▸ **BRIEF**: Each line containing the word "about" must be copied from the material below.

(DATA)

PR #4531, opened 2016-03-12
Removed the second condition for unix sockets (redis)

masterklavi:
Removed the second condition of connectivity for unix sockets in `Redis::__construct()` method.
It is unnecessary because we can use `host` and `port` parameters.

### DIFF
--- a/system/libraries/Cache/drivers/Cache_redis.php
+++ b/system/libraries/Cache/drivers/Cache_redis.php
@@ -55,7 +55,6 @@ class CI_Cache_redis extends CI_Driver
 	 * @var	array
 	 */
 	protected static $_default_config = array(
-		'socket_type' => 'tcp',
 		'host' => '127.0.0.1',
 		'password' => NULL,
 		'port' => 6379,
@@ -105,16 +104,7 @@ class CI_Cache_redis extends CI_Driver
 
 		try
 		{
-			if ($config['socket_type'] === 'unix')
-			{
-				$success = $this->_redis->connect($config['socket']);
-			}
-			else // tcp socket
-			{
-				$success = $this->_redis->connect($config['host'], $config['port'], $config['timeout']);
-			}
-
-			if ( ! $success)
+			if ( ! $this->_redis->connect($config['host'], $config['port'], $config['timeout']))
 			{
 				log_message('error', 'Cache: Redis connection failed. Check your configuration.');
 			}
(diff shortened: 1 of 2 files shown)


masterklavi:
If you would approve it, I will remove the #4520 .

narfbg:
We still need different connect calls depending on the socket type ... you have to check if the first character of `$config['host']` is a slash for that.
And 'socket_type' needs to be removed from the documentation as well.

Also, please don't open 2 pull requests and wait to see which one (if any) is accepted. Pick only one route ... I'm closing #4520.

masterklavi:
> you have to check if the first character of $config['host'] is a slash for that.

I think it's a bad idea. Why do we need to check it?

> And 'socket_type' needs to be removed from the documentation as well.

Ok, removed.

> Also, please don't open 2 pull requests and wait to see which one (if any) is accepted. Pick only one route 

Ok.

narfbg:
What do you mean why? You shouldn't pass port and timeout values for a unix socket.

masterklavi:
> What do you mean why? You shouldn't pass port and timeout values for a unix socket.

Ok. We have only one restriction for using it: the port must to be zero. See my commit.

narfbg:
Why do you insist on using the timeout value? The phpredis manual shows no such usage for unix sockets.

Also, you shouldn't be using curly braces - i.e. `$config['host'][0]` instead of `$config['host']{0}`.

masterklavi:
> Why do you insist on using the timeout value? The phpredis manual shows no such usage for unix sockets.

Yes, but the manual doesn't deny the timeout value. There is only one restriction for the timeout value: it must be greater than (or equal) to zero.

masterklavi:
From https://github.com/phpredis/phpredis 
> Also more than one persistent connection can be made identified by either host + port + timeout or host + persistent_id or unix socket + timeout.

Maybe it would be better if we will save the timeout value for unix socket?

narfbg:
I don't get it ... you're still insisting on (and giving arguments in favor of) using the timeout for UNIX sockets, yet you've set it to 0 in the latest commits. Do you stand by your suggestions or not?

Also, I don't care about the timeout itself ... I want to avoid the unnecessary variable assignments. That is, you could just do this:

    $this->_redis->connect($config['host'], ($config['host'][0] === '/' ? 0 : $config['port']), $config['timeout'])

It's less code and we're both happy.

masterklavi:
> It's less code and we're both happy.
Ok.

PR #4534, opened 2016-03-14
3.0 stable

hammad-mustafa:


narfbg:
I do these merges after releases and/or when necessary for immediate patches.

Does an impending PR from you depend on this? If not, while there's no technical reason not to merge it, anybody could do this for every tiny commit we push to 3.0-stable and I don't want to encourage that.

Issue #3649, opened 2015-03-06
CI_Session and session ID validation


jmccauli:
#3073 added an extra bit to session cookie validation. Namely, it added making sure the session cookie's  value matches the following regex: /^[0-9a-f]{40}$/. While I believe this was a good addition, I believe it needs to be configurable.

Case in point:

I'm currently trying to, very slowly, move an old system to Codeigniter. Unfortunately, that system is using  a session hash function and session hash_bits_per_character that is incompatible with the regex pattern referenced above.

I believe the regex pattern above should be able to be configurable OR ignored. The change I'm referring to was done to add additional security to session IDs in the session cookie. However, it forces a server administrator to use SHA-1 and the fewest hash bits per character. This should be left up to the developers and server administrators, not the framework in my opinion.

Additionally, there are several calls to ini_set at the bottom of CI_Session::_configure that again force the above on developers and server administrators. I believe these should be configurable as well.

vahidov:
Vote for this issue.

In php 7.1 are new session configuration values:
session.sid_length
session.sid_bits_per_character
http://php.net/manual/en/session.configuration.php#ini.session.sid-length

and by default values  regex: /^[0-9a-f]{40}$/ is not working.

narfbg:
md5 as the hash_function, or sid_length < 40 will remain disallowed.
But we do allow stronger INI values now.

narfbg:
2f760877c313871e5066b93b0b1aa76428c09fb6

ahmed00medhat:
still i don't understand how to fix this problem. can you please provide some examples? i found that the cookie value is 32 characters. i tried everything and still same issue. i tried to use encryption and not to encrypt. i tried files and database drivers. i tried setting the expiry time to 0 and update time to 0. 
my site is hosted as subdomain. whatever the value i set for the coockie_domain, i find 3 cookies created in the session . one for .subdomain.maindomain.com and subdomain.maindomain.com and .maindomain.com. i'm not sure why.

i'm using nginx webserver, php 7.1 and php-pfm, and CentOS 6.
on localhost i don't face this issue.

i spent all the day and couldn't reach anything. please help.

narfbg:
@ahmed00medhat This is a bug tracker, please post your questions on our [forums](https://forum.codeigniter.com/) instead.

It also sounds a lot like you're talking about CI2, which was abandoned a long time ago and has nothing to do with what we're talking about here.

technoknol:
[...]

PR #4542, opened 2016-03-17
Feature request #3649 fix

pacobernabe:
I have prepared a solution for the feature requested in https://github.com/bcit-ci/CodeIgniter/issues/3649.
It includes two new configuration variables for the Sessions, allowing CodeIgniter ci_session value to be coherent with whatever values we have set in our PHP.ini configuration:
- session.hash_function
- session.hash_bits_per_character

Also this change is backward compatible as default values in config.php are the same as the hard coded values in the existing Session.php.

It does not interfere with ini_set values set in index.php around line 285.

For testing it I created a test controller: https://github.com/bcit-ci/CodeIgniter/commit/02fe02d584f98761ff5a0665a13f5bd799c5cfdb

Please consider if is meaningful for the project.

Thank you,

Paco Bernabe


narfbg:
Is it meaningful? Sure.

But is it what we want? I can't confirm at this time.

narfbg:
Already fixed; read through #3649.

PR #4543, opened 2016-03-17
Database throws exception on error

rodolfodn:
Option to throw exception insted print the error


narfbg:
In addition to #4189, `display_error()` is only used when 'db_debug' is enabled.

(End DATA)

▸ **RESPONSE BOX**:
Also, I don't care about the timeout itself ... I want to avoid the unnecessary variable assignments. That is, you could just do this:
It also sounds a lot like you're talking about CI2, which was abandoned a long time ago and has nothing to do with what we're talking about here.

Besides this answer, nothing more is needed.